Artemis II, scheduled to be launched no later than 2023, will be the first manned launch of the Orion and the SLS. Orion and four astronauts will make two orbits around Earth before committing to the trip to the moon. Orion will first reach an initial insertion orbit at an altitude of 115 by 1,800 miles, and the elliptical orbit will last approximately 90 minutes with the perigee adjusted via the rocket’s first firing of the interim cryogenic propulsion stage (ICPS). After the first orbit, the rocket’s ICPS will again provide the thrust to raise Orion into a high Earth orbit (HEO), flying in an ellipse for approximately 42 hours between 200 and 59,000 miles above Earth.
After completing checkout procedures in HEO, the Orion will perform the translunar injection maneuver (TLI). The Orion’s service module will send the spacecraft on a path toward the moon with a lunar, free-return trajectory. The TLI will send the crew on an outbound trip of about four days around the far side of the moon, where they will ultimately create a figure eight extending more than 230,000 miles from Earth as the Orion returns on another four-day journey back home.
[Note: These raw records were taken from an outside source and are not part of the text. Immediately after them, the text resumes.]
PR #778, opened 2023-04-11
SNOW-754127 Support binding variable in session.sql

sfc-gh-sfan:
Description

- Add params to session.sql
- Plumb params to python connector
- Make sure params are processed correctly in plan nodes

Testing

integ test

   Fixes SNOW-754127 

- Add params to session.sql
- Plumb params to python connector
- Make sure params are processed correctly in plan nodes

### DIFF
--- a/src/snowflake/snowpark/_internal/analyzer/select_statement.py
+++ b/src/snowflake/snowpark/_internal/analyzer/select_statement.py
@@ -6,16 +6,7 @@ from abc import ABC, abstractmethod
 from collections import UserDict
 from copy import copy
 from enum import Enum
-from typing import (
-    TYPE_CHECKING,
-    Any,
-    Dict,
-    List,
-    Optional,
-    Sequence,
-    Set,
-    Union,
-)
+from typing import TYPE_CHECKING, Any, Dict, List, Optional, Sequence, Set, Union
 
 from snowflake.snowpark._internal.analyzer.table_function import (
     TableFunctionExpression,
@@ -184,7 +175,7 @@ class Selectable(LogicalPlan, ABC):
     @abstractmethod
     def query_params(self) -> Optional[Sequence[Any]]:
         """Returns the sql query of this Selectable logical plan."""
-        pass
+        pass  # pragma: no cover
 
     @property
     def sql_in_subquery(self) -> str:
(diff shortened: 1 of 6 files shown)


src/snowflake/snowpark/_internal/analyzer/select_statement.py
```diff
@@ -171,6 +180,12 @@ def sql_query(self) -> str:
         """Returns the sql query of this Selectable logical plan."""
         pass
 
+    @property
+    @abstractmethod
+    def query_params(self) -> Optional[Sequence[Any]]:
+        """Returns the sql query of this Selectable logical plan."""
+        pass
```
sfc-gh-aalam, line 187: could we add pragma: no cover here so codecov bot doesn't complain

src/snowflake/snowpark/_internal/analyzer/select_statement.py
```diff
@@ -441,6 +488,24 @@ def sql_query(self) -> str:
...
+        if self._query_params is not None:
+            return self._query_params
+
+        if not self.has_clause and not self.projection:
+            self._query_params = self.from_.query_params
+            return self._query_params
+
+        query_params = []
+        if self.params:
+            query_params.extend(self.params)
```
sfc-gh-aalam, line 502: can we add a test that triggers this code path

sfc-gh-aalam (approved):
LGTM. just codecov related comments

src/snowflake/snowpark/_internal/analyzer/select_statement.py
sfc-gh-sfan: Good catch. It does not seem like this path can be hit because we don't initiate `SelectStatement` with `params`. I'm just going to remove `self.params` altogether.

sfc-gh-sfan:
The client side tests work well, but when the generated query is not a SELECT/INSERT query, the test fails in stored proc. The test failure could be found in https://ci-dev-133.int.snowflakecomputing.com/job/RT-PC-TestWorker/124754/testReport/junit/(root)/t_python_sp_integ/snowpark_test_bind_variable_sql/. In short, here are the SQLs that failed:

`create or replace table identifier(?) (id int)`
`CREATE  OR  REPLACE    TABLE  SNOWPARK_TEMP_TABLE_4599NVAVX6 AS  SELECT  *  FROM (select column1::INT, column2 from values (?, ?), (?, ?))`
A bind with date `Date \'01-01-1970\' is not recognized`

As discussed in the standup, I'll add a check to explicitly say it is not supported in stored proc, so that we don't keep this PR lingering for too long. I created [SNOW-796947](https://snowflakecomputing.atlassian.net/browse/SNOW-796947) to track the follow-up item

PR #798, opened 2023-04-20
SNOW-791242 Use multistatement query for async multi-query plan

sfc-gh-sfan:
Description

Currently we use SQL stored proc for multi-query plan during async collect. This is not binding friendly, so we want to migrate to use multistatement that we already support in the connector.

Testing

integ test

   Fixes #NNNN

### DIFF
--- a/src/snowflake/snowpark/async_job.py
+++ b/src/snowflake/snowpark/async_job.py
@@ -182,6 +182,7 @@ class AsyncJob:
         post_actions: Optional[List[Query]] = None,
         log_on_exception: bool = False,
         case_sensitive: bool = True,
+        num_statements: Optional[int] = None,
         **kwargs,
     ) -> None:
         self.query_id: str = query_id  #: The query ID of the executed query
@@ -193,6 +194,7 @@ class AsyncJob:
         self._post_actions = post_actions if post_actions else []
         self._log_on_exception = log_on_exception
         self._case_sensitive = case_sensitive
+        self._num_statements = num_statements
         self._parameters = kwargs
         self._result_meta = None
         self._inserted = False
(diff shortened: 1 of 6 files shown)


src/snowflake/snowpark/async_job.py
```diff
@@ -331,6 +333,15 @@ def result(
             _AsyncResultType(result_type.lower()) if result_type else self._result_type
         )
         self._cursor.get_results_from_sfqid(self.query_id)
+        if self._num_statements is not None:
+            for _ in range(self._num_statements - 1):
+                self._cursor.nextset()
+            # TODO: Once we support fetch_pandas_all for multi-statement query in connector, we could remove this
+            #   workaround.
```
sfc-gh-aalam, line 340: Should we have a JIRA for this

src/snowflake/snowpark/async_job.py
```diff
@@ -331,6 +333,15 @@ def result(
...
+            self._cursor.execute(
+                f"select * from table(result_scan('{self._cursor.sfqid}'))"
+            )
+
```
sfc-gh-aalam, line 344: I don't understand this section. we execute a result scan but whom do we share the results with for the intermediate queries.

src/snowflake/snowpark/async_job.py
sfc-gh-sfan: Created [SNOW-840818](https://snowflakecomputing.atlassian.net/browse/SNOW-840818).

src/snowflake/snowpark/async_job.py
sfc-gh-sfan: Today we cannot do `fetch_pandas_all` for multi-statement query because we need arrow result format, but the result of intermediate queries are child queries of a SQL stored proc (the backend support of multi-statement query), and SQL stored proc does not support arrow for child queries.

As far as snowpark is concerned, we only need the result of the last statement of a multi-statement query. And this is why we skip the results until the last one. Let me add more comment here.

sfc-gh-sfan: That said, we probably only need to do `result_scan` when we need pandas. Let me optimize that as well.

sfc-gh-stan (approved):

src/snowflake/snowpark/async_job.py
sfc-gh-aalam: Is this the only way to skip intermediate queries and get to the result of the last one? out of scope for this PR but we can add a way to skip to last result in python connector itself.

sfc-gh-sfan: Skipping to the last query are handled by 

```
            for _ in range(self._num_statements - 1):
                self._cursor.nextset()
```

The `result_scan` here is to make sure that we get the result in ARROW format. It can be applied to any of the statements of this query.

It does sound like a good idea to have a quick way to get the last result :)

PR #808, opened 2023-04-24
SNOW-779124 add length parameter to StringType

sfc-gh-aalam:

   Fixes #SNOW-779124

   Added the option `length` in `StringType` to specify the maximum number of characters to store.

### DIFF
--- a/src/snowflake/snowpark/_internal/analyzer/analyzer_utils.py
+++ b/src/snowflake/snowpark/_internal/analyzer/analyzer_utils.py
@@ -97,7 +97,7 @@ GENERATOR = "GENERATOR"
 ROW_COUNT = "ROWCOUNT"
 RIGHT_ARROW = " => "
 NUMBER = " NUMBER "
-STRING = " STRING "
+STRING = "STRING"
 UNSAT_FILTER = " 1 = 0 "
 BETWEEN = " BETWEEN "
 FOLLOWING = " FOLLOWING "
@@ -1302,11 +1302,12 @@ def string(length: Optional[int] = None) -> str:
     if length:
         return (
             STRING
+            + SPACE
             + LEFT_PARENTHESIS
             + str(length)
             + RIGHT_PARENTHESIS
         )
-    return STRING.strip()
+    return STRING
 
 
 def get_file_format_spec(
--- a/src/snowflake/snowpark/_internal/analyzer/analyzer_utils.py
+++ b/src/snowflake/snowpark/_internal/analyzer/analyzer_utils.py
@@ -97,7 +97,7 @@ GENERATOR = "GENERATOR"
 ROW_COUNT = "ROWCOUNT"
 RIGHT_ARROW = " => "
 NUMBER = " NUMBER "
-STRING = "STRING"
+STRING = " STRING "
 UNSAT_FILTER = " 1 = 0 "
 BETWEEN = " BETWEEN "
 FOLLOWING = " FOLLOWING "
@@ -1302,12 +1302,11 @@ def string(length: Optional[int] = None) -> str:
     if length:
         return (
             STRING
-            + SPACE
             + LEFT_PARENTHESIS
             + str(length)
             + RIGHT_PARENTHESIS
         )
-    return STRING
+    return STRING.strip()
 
 
 def get_file_format_spec(
--- a/src/snowflake/snowpark/_internal/analyzer/analyzer_utils.py
+++ b/src/snowflake/snowpark/_internal/analyzer/analyzer_utils.py
@@ -97,6 +97,7 @@ GENERATOR = "GENERATOR"
 ROW_COUNT = "ROWCOUNT"
 RIGHT_ARROW = " => "
 NUMBER = " NUMBER "
+STRING = " STRING "
 UNSAT_FILTER = " 1 = 0 "
 BETWEEN = " BETWEEN "
 FOLLOWING = " FOLLOWING "
@@ -1294,6 +1295,14 @@ def number(precision: int = 38, scale: int = 0) -> str:
         + str(precision)
         + COMMA
         + str(scale)
+        + RIGHT_PARENTHESIS
+    )
+
+def string(length: int = 16777216) -> str:
+    return (
+        STRING
+        + LEFT_PARENTHESIS
+        + str(length)
         + RIGHT_PARENTHESIS
     )
 
--- a/src/snowflake/snowpark/_internal/analyzer/analyzer_utils.py
+++ b/src/snowflake/snowpark/_internal/analyzer/analyzer_utils.py
@@ -1298,13 +1298,15 @@ def number(precision: int = 38, scale: int = 0) -> str:
         + RIGHT_PARENTHESIS
     )
 
-def string(length: int = 16777216) -> str:
-    return (
-        STRING
-        + LEFT_PARENTHESIS
-        + str(length)
-        + RIGHT_PARENTHESIS
-    )
+def string(length: Optional[int] = None) -> str:
+    if length:
+        return (
+            STRING
+            + LEFT_PARENTHESIS
+            + str(length)
+            + RIGHT_PARENTHESIS
+        )
+    return STRING.strip()
 
 
 def get_file_format_spec(
--- a/src/snowflake/snowpark/_internal/analyzer/schema_utils.py
+++ b/src/snowflake/snowpark/_internal/analyzer/schema_utils.py
@@ -16,43 +16,43 @@ from snowflake.snowpark.types import DecimalType, LongType, StringType
 
 
 def command_attributes() -> List[Attribute]:
-    return [Attribute('"status"', StringType())]
+    return [Attribute('"status"', StringType(StringType._MAX_LENGTH))]
 
 
 def list_stage_attributes() -> List[Attribute]:
     return [
-        Attribute('"name"', StringType()),
+        Attribute('"name"', StringType(StringType._MAX_LENGTH)),
         Attribute('"size"', LongType()),
-        Attribute('"md5"', StringType()),
-        Attribute('"last_modified"', StringType()),
+        Attribute('"md5"', StringType(StringType._MAX_LENGTH)),
+        Attribute('"last_modified"', StringType(StringType._MAX_LENGTH)),
     ]
 
 
 def remove_state_file_attributes() -> List[Attribute]:
-    return [Attribute('"name"', StringType()), Attribute('"result"', StringType())]
+    return [Attribute('"name"', StringType(StringType._MAX_LENGTH)), Attribute('"result"', StringType(StringType._MAX_LENGTH))]
 
 
 def put_attributes() -> List[Attribute]:
     return [
-        Attribute('"source"', StringType(), nullable=False),
-        Attribute('"target"', StringType(), nullable=False),
+        Attribute('"source"', StringType(StringType._MAX_LENGTH), nullable=False),
+        Attribute('"target"', StringType(StringType._MAX_LENGTH), nullable=False),
         Attribute('"source_size"', DecimalType(10, 0), nullable=False),
         Attribute('"target_size"', DecimalType(10, 0), nullable=False),
-        Attribute('"source_compression"', StringType(), nullable=False),
-        Attribute('"target_compression"', StringType(), nullable=False),
-        Attribute('"status"', StringType(), nullable=False),
-        Attribute('"encryption"', StringType(), nullable=False),
-        Attribute('"message"', StringType(), nullable=False),
+        Attribute('"source_compression"', StringType(StringType._MAX_LENGTH), nullable=False),
+        Attribute('"target_compression"', StringType(StringType._MAX_LENGTH), nullable=False),
+        Attribute('"status"', StringType(StringType._MAX_LENGTH), nullable=False),
+        Attribute('"encryption"', StringType(StringType._MAX_LENGTH), nullable=False),
+        Attribute('"message"', StringType(StringType._MAX_LENGTH), nullable=False),
     ]
 
 
 def get_attributes() -> List[Attribute]:
     return [
-        Attribute('"file"', StringType(), nullable=False),
+        Attribute('"file"', StringType(StringType._MAX_LENGTH), nullable=False),
         Attribute('"size"', DecimalType(10, 0), nullable=False),
-        Attribute('"status"', StringType(), nullable=False),
-        Attribute('"encryption"', StringType(), nullable=False),
-        Attribute('"message"', StringType(), nullable=False),
+        Attribute('"status"', StringType(StringType._MAX_LENGTH), nullable=False),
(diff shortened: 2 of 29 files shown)


sfc-gh-sfan (commented):
I wonder how much we could replace to use `StringType._MAX_LENGTH` instead of `16777216`.

src/snowflake/snowpark/_internal/type_utils.py
```diff
@@ -92,6 +92,8 @@ def convert_sf_to_sp_type(
     if column_type_name == "BINARY":
         return BinaryType()
     if column_type_name == "TEXT":
+        if internal_size > 0 and internal_size <= StringType._MAX_LENGTH:
```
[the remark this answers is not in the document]
sfc-gh-aalam: I tested it out on server side - `Error: Invalid character length: 0. Must be between 1 and 16,777,216. (line 4)`

src/snowflake/snowpark/_internal/analyzer/analyzer_utils.py
```diff
@@ -1297,6 +1298,14 @@ def number(precision: int = 38, scale: int = 0) -> str:
         + RIGHT_PARENTHESIS
     )
 
+def string(length: int = 16777216) -> str:
```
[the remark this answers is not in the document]
sfc-gh-aalam: We should do that in case `_MAX_LENGTH` value changes in the future

src/snowflake/snowpark/types.py
```diff
@@ -68,7 +68,13 @@ class DateType(_AtomicType):
 class StringType(_AtomicType):
     """String data type. This maps to the VARCHAR data type in Snowflake."""
 
-    pass
+    _MAX_LENGTH = 16777216
+
+    def __init__(self, length = 16777216) -> None:
```
sfc-gh-yixie, line 73: How about using `None` as the default value?

tests/integ/scala/test_dataframe_suite.py
```diff
@@ -1615,8 +1615,8 @@ def test_createDataFrame_with_given_schema_array_map_variant(session):
     df = session.create_dataframe(data, schema)
     assert (
         str(df.schema)
-        == "StructType([StructField('ARRAY', ArrayType(StringType()), nullable=True), "
-        "StructField('MAP', MapType(StringType(), StringType()), nullable=True), "
+        == "StructType([StructField('ARRAY', ArrayType(StringType(16777216)), nullable=True), "
+        "StructField('MAP', MapType(StringType(16777216), StringType(16777216)), nullable=True), "
```
sfc-gh-yixie, line 1619: `StringType(16777216)` looks a breaking change. By default we may just use `StringType()` then it won't be a breaking change.

src/snowflake/snowpark/_internal/type_utils.py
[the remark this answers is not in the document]
sfc-gh-sfan: I wonder if we should fail if the size is not within the expected range when initializing `StringType` 🤔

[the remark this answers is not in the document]
sfc-gh-aalam: I'm following the logic followed by `DecimalType` a few lines below, which auto adjusts the input `precision` and `scale` to sensible ranges.

Right now, this function is called by values we get from result metadata. I'm not sure how reliable it is but if length value = 0 (which is possible in case when string length is not explicitly defined), then we should treat it as `StringType()` instead of raising error. 

I could possible raise error when length is negative value or great than `MAX_LENGTH`.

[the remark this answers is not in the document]
sfc-gh-sfan: Yeah negative value makes sense. I'm not particularly sure about `MAX_LENGTH` because this might change and is not controlled by client.

tests/integ/scala/test_literal_suite.py
```diff
@@ -30,8 +30,8 @@ def test_literal_basic_types(session):
     assert (
         field_str == "[StructField('ID', LongType(), nullable=False), "
         "StructField('NULL', StringType(), nullable=True), "
-        "StructField('STR', StringType(), nullable=False), "
-        "StructField('CHAR', StringType(), nullable=False), "
+        "StructField('STR', StringType(6), nullable=False), "
+        "StructField('CHAR', StringType(1), nullable=False), "
```
sfc-gh-aalam, line 34: these lengths come from `result_meta.internal_size`

tests/integ/scala/test_dataframe_reader_suite.py
```diff
@@ -554,13 +554,13 @@ def test_read_parquet_all_data_types_with_no_schema(session, mode):
         StructField('"N"', DecimalType(38, 6), nullable=True),
         StructField('"F"', DoubleType(), nullable=True),
         StructField('"I"', LongType(), nullable=True),
-        StructField('"S"', StringType(), nullable=True),
-        StructField('"C"', StringType(), nullable=True),
+        StructField('"S"', StringType(StringType._MAX_LENGTH), nullable=True),
+        StructField('"C"', StringType(StringType._MAX_LENGTH), nullable=True),
```
sfc-gh-aalam, line 558: the schema is inferred from the size of column stored on server side after parquet file is uploaded. In this case, since size is not specified, it is set to `StringType._MAX_LENGTH`. On the client `StringType() != StringType(StringType._MAX_LENGTH)`

src/snowflake/snowpark/_internal/analyzer/schema_utils.py
```diff
@@ -16,43 +16,43 @@
 
 
 def command_attributes() -> List[Attribute]:
-    return [Attribute('"status"', StringType())]
+    return [Attribute('"status"', StringType(StringType._MAX_LENGTH))]
```
sfc-gh-aalam, line 19: On server, these columns are not set with `STRING(LENGTH)` so the default value it takes is `STRING(16777216)`. On the client we have to explicitly set it to `StringType(_MAX_LENGTH)` because here `StringType() != StringType(_MAX_LENGTH)`.

src/snowflake/snowpark/types.py
sfc-gh-aalam: I am using `None` as default value but it creates a difference between client and server in the meaning of uninitialized string type. On server `STRING = STRING(16777216)` but on client `StringType() != StringType(16777216)`

src/snowflake/snowpark/_internal/analyzer/analyzer_utils.py
```diff
@@ -97,6 +97,7 @@
 ROW_COUNT = "ROWCOUNT"
 RIGHT_ARROW = " => "
 NUMBER = " NUMBER "
+STRING = "STRING"
```
sfc-gh-jdu, line 100:
```suggestion
STRING = " STRING "
```

src/snowflake/snowpark/types.py
```diff
@@ -68,7 +68,15 @@ class DateType(_AtomicType):
 class StringType(_AtomicType):
     """String data type. This maps to the VARCHAR data type in Snowflake."""
 
-    pass
+    _MAX_LENGTH = 16777216
+
+    def __init__(self, length = None) -> None:
```
sfc-gh-jdu, line 73:
```suggestion
    def __init__(self, length: Optional[int] = None) -> None:
```

src/snowflake/snowpark/_internal/type_utils.py
```diff
@@ -92,7 +92,11 @@ def convert_sf_to_sp_type(
     if column_type_name == "BINARY":
         return BinaryType()
     if column_type_name == "TEXT":
-        return StringType()
+        if internal_size > 0:
```
sfc-gh-jdu, line 95: Do you know that this internal_size is usually 0 or a positive number?

tests/integ/scala/test_dataframe_reader_suite.py
sfc-gh-jdu: Can't we make it equivalent by overwriting `__eq__`?

src/snowflake/snowpark/_internal/type_utils.py
sfc-gh-aalam: A valid column that is already created in the server will be positive number. If we try to create a number that is negative or 0, server will throw an error

src/snowflake/snowpark/dataframe_reader.py
```diff
@@ -482,14 +482,21 @@ def _read_semi_structured_file(self, path: str, format: str) -> DataFrame:
...
-                        precision = int(data_type_parts[1].split(",")[0])
-                        scale = int(data_type_parts[1].split(",")[1][:-1])
+                        if "," in data_type_parts[1]:
+                            precision = int(data_type_parts[1].split(",")[0])
+                            scale = int(data_type_parts[1].split(",")[1][:-1])
+                            internal_size = 0
+                        else:
+                            precision = 0
+                            scale = 0
+                            internal_size = int(data_type_parts[1][:-1])
```
sfc-gh-sfan, line 495: Curious: how is this related to the `StringType` change? 

Also, test coverage.

sfc-gh-sfan (approved):

src/snowflake/snowpark/dataframe_reader.py
sfc-gh-aalam: The size of a string column comes in result metadata inside the `internal_size` field. So we use this to create `StringType()` on the client

sfc-gh-aalam: I couldn't find a way to specify string column max length in dataframe reader format so I'll remove this section and default column size to 0

src/snowflake/snowpark/_internal/type_utils.py
sfc-gh-jdu: Then should we raise an exception when it's negative or 0?

src/snowflake/snowpark/types.py
```diff
@@ -68,7 +68,33 @@ class DateType(_AtomicType):
 class StringType(_AtomicType):
     """String data type. This maps to the VARCHAR data type in Snowflake."""
 
-    pass
+    _MAX_LENGTH = 16777216
+
+    def __init__(self, length : Optional[int] = None) -> None:
+        self.length = length
```
sfc-gh-jdu, line 74: type hint and docstring since it's a public property now

src/snowflake/snowpark/types.py
```diff
@@ -68,7 +68,33 @@ class DateType(_AtomicType):
...
+
+    def __repr__(self) -> str:
+        if self.length:
+            return f"StringType({self.length})"
+        return "StringType()"
+
+    def __eq__(self, other):
```
sfc-gh-jdu, line 81: can we add a comment here and explaining when the equality holds?

src/snowflake/snowpark/types.py
```diff
@@ -68,7 +68,33 @@ class DateType(_AtomicType):
...
+        if not isinstance(other, StringType):
+            return False
+
+        if self.length == other.length:
+            return True
+
+        if self.length in (None, StringType._MAX_LENGTH) and other.length in (
```
sfc-gh-jdu, line 88: nit: (None, StringType._MAX_LENGTH) can be a constant?

sfc-gh-jdu (approved):

src/snowflake/snowpark/_internal/type_utils.py
sfc-gh-aalam: For negative, yes we should raise and error but as of now, we also use 0 to signify that internal size is not declared so it is a proxy for `None`.

tests/integ/scala/test_literal_suite.py
```diff
@@ -27,17 +27,30 @@ def test_literal_basic_types(session):
...
+            "StructField('BYTES', BinaryType(), nullable=False), "
+            "StructField('INT', LongType(), nullable=False), "
+            "StructField('FLOAT', DoubleType(), nullable=False), "
+            "StructField('DECIMAL', DecimalType(38, 18), nullable=False)]"
+        )
+    else:
+        assert (
+            field_str == "[StructField('ID', LongType(), nullable=False), "
+            "StructField('NULL', StringType(16777216), nullable=True), "
+            "StructField('STR', StringType(6), nullable=False), "
```
sfc-gh-aalam, line 46: we need if-else because we are comparing `str(schema)` instead of `schema`

tests/integ/scala/test_literal_suite.py
```diff
@@ -122,11 +135,18 @@ def test_special_literals(session):
...
+    if session.sql_simplifier_enabled:
+        assert (
+            str(df.schema) == "StructType([StructField('ID', LongType(), nullable=False), "
+            "StructField('NULL', StringType(), nullable=True), "
+            "StructField('LITERAL', LongType(), nullable=False)])"
+        )
+    else:
+        assert (
+            str(df.schema) == "StructType([StructField('ID', LongType(), nullable=False), "
+            "StructField('NULL', StringType(16777216), nullable=True), "
```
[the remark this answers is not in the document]
sfc-gh-aalam: @sfc-gh-yixie can this be considered behavior change? In case when sql simplified is disabled, in this test we compare `str(schema)` instead of `schemas`. With the updated `__eq__` comparing schemas still evaluates to be equal

src/snowflake/snowpark/_internal/analyzer/analyzer_utils.py
```diff
@@ -1297,6 +1298,16 @@ def number(precision: int = 38, scale: int = 0) -> str:
         + RIGHT_PARENTHESIS
     )
 
+def string(length: Optional[int] = None) -> str:
+    if length:
```
sfc-gh-yixie, line 1302: Can length be 0? If so you may want to use `if length is None:` here. If no this this is fine.

src/snowflake/snowpark/types.py
```diff
@@ -66,9 +66,47 @@ class DateType(_AtomicType):
...
 class StringType(_AtomicType):
-    """String data type. This maps to the VARCHAR data type in Snowflake."""
+    """String data type. This maps to the VARCHAR data type in Snowflake.
 
-    pass
+    A ``StringType`` object can be created in the following ways::
+
+        >>> string_t = StringType(23)  # this can be used to create a string type column which holds at most 23 chars
+        >>> string_t = StringType()    # this can be used to create a string type column with maximum allowed length
+        >>> string_t = StringType(StringType._MAX_LENGTH)  # same as creating StringType()
```
sfc-gh-yixie, line 75: If you expose MAX_LENGTH it should be a public API so no prefix understore

sfc-gh-yixie (approved):

src/snowflake/snowpark/_internal/analyzer/analyzer_utils.py
sfc-gh-aalam: Length can't be zero. Server raises an error if we do so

Artemis III, the third planned flight of NASA's Orion spacecraft on the SLS, is scheduled for launch in October, 2024. Artemis III will take the Orion and its crew of four to the moon for a lunar landing. In order to attempt to return to the moon by the directed 2024 date, NASA has tried to minimize the number of systems involved with landing humans on the surface. So, while future lunar landings will use the Gateway as a staging point in lunar orbit for missions to the surface, NASA has allowed commercially provided HLS bidders an option that does not use the Gateway on early Artemis missions. However, for long-term lunar operations, NASA is planning to use the Gateway as a staging point for human and robotic lunar missions.
Cost Estimates and Development Problems
NASA’s approach to return to the moon by 2024 will undoubtedly be a very costly one. They are, in essence, planning to build a space station to orbit the moon, the so-called Lunar Gateway. This is an approach based upon a number of separate modules that are being developed by different contractors, and it all must come together if they are to successfully achieve their objective. The management of the program and its various critical elements have also been assigned to all the various NASA centers. Experience in the management of complex programs has clearly demonstrated that success requires a strong and knowledgeable program management and effective program integration with clear lines of technical and budget authority. That does not appear to be apparent in the Artemis Program as presently defined. The concept of building a space station to orbit the moon (a God-given space station that already orbits Earth), is also very costly and potentially less safe than going directly to the moon and investing our resources in a lunar outpost, the ultimate objective.
A realistic cost estimate for the Artemis Program has yet to be made. NASA, in their Artemis plan—NASA’s Lunar Exploration Program Overview of September, 2020—shows a total cost for Phase I of the Artemis Program amounting to $27.971 billion.7 In the 1960’s the Apollo Program, flying two missions in Earth orbit and nine missions to the moon, landing six times, came to $25 billion. That amount would equate to over $219 billion in today’s dollars—a far cry from the $27 plus billion estimated by NASA for Phase I of the Artemis Program.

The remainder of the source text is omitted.